LE QUOTIDIEN : D’après vous, quel rôle joue la féminisation en médecine ?
Dr FÉLICIA JOINAU-ZOULOVITS : Systématiquement élaborés par des hommes, les cours esquivaient l’approche globale du patient. Encore aujourd’hui, sauf exception, les chefs de service sont des hommes. Dans le 93 où j’exerce, j’ai mis en place des modules de communication et « savoir-être » pour les internes, en réaction à une idéologie dominante de la performance : qui va le plus vite ? Qui en fait le plus ? Et c’est là toute l’ironie : c’est lorsqu’on va contre cette façon de penser qu’on obtient de meilleurs résultats en matière de survie. Hélas, deux hommes ont claqué la porte à cause de ce « trop-plein » d’implication émotionnelle et personnelle.
Pour quelles raisons des pratiques dites « féminines » sont-elles susceptibles d’améliorer la survie ?
Quand le « care » n’est pas pris en compte, nous constatons inlassablement plus de complications.

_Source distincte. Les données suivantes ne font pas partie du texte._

PR #482, opened 2023-09-12
[patch] fix kafka byo

andrercm:
Changes the kafka taskdef to only skip kafka task if iot is not being installed or byo is not defined


whitfiea (changes requested):
What about if kafka action is uninmtall?

andrercm:
> What about if kafka action is uninmtall?

@whitfiea i think instead of doing the change in this PR, I'll have to change fvts travis.yaml to set `kafka_action_system: install` just like we have for db2 as in: https://github.ibm.com/maximoappsuite/fvt-dev/blob/fvtcpd/.travis.yml#L54

What you think?

andrercm:
This PR would just be a temp fix in fact to not break fvts as of today... but i think at this point it's just better to add the new var across all fvt's.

Aussi, dans mon service, je veille à ce que les collègues chirurgiens passent systématiquement voir les patientes en pré- et postop afin de s'assurer de la prise d'antalgiques. En effet, des patientes reviennent souvent à cause d’une douleur physique dont elles n’ont pas entendu parler, ce qui alimente le stress et augmente le risque de complications.
Un jour, un collègue s’en sortait mal avec une cœlioscopie, comme cela peut arriver à n’importe qui. Persuadé qu’il y arriverait seul, il a attendu trop longtemps avant de demander de l’aide. Des complications s’en sont suivies. Une femme médecin aurait eu plus de chances de faire preuve d’humilité et demander à être en binôme.

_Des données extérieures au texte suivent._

PR #483, opened 2023-09-13
[patch]Add the tasks/pipeline to deprovsion a DB2 instance using gitops

Yolandabjyf:
For story [Deprovision DB2 instance pipeline tasks](https://jsw.ibm.com/browse/MASCORE-223)


tekton/src/tasks/gitops/gitops-deprovsion-db2u.yml.j2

D’où viennent ces différences dans la pratique ?
Les femmes sont « dressées » à être de bons soldats. Très tôt à l’école, nous sommes dociles, désireuses de « faire plaisir ». L’ego est moins valorisé que chez nos confrères. Face à une femme qui prend des risques, la société crie à l’hystérie. Pour un homme, il s’agit de courage. Les femmes intègrent d’abord le cadre et après, pensent éventuellement en dehors. Les hommes le transgressent d’emblée.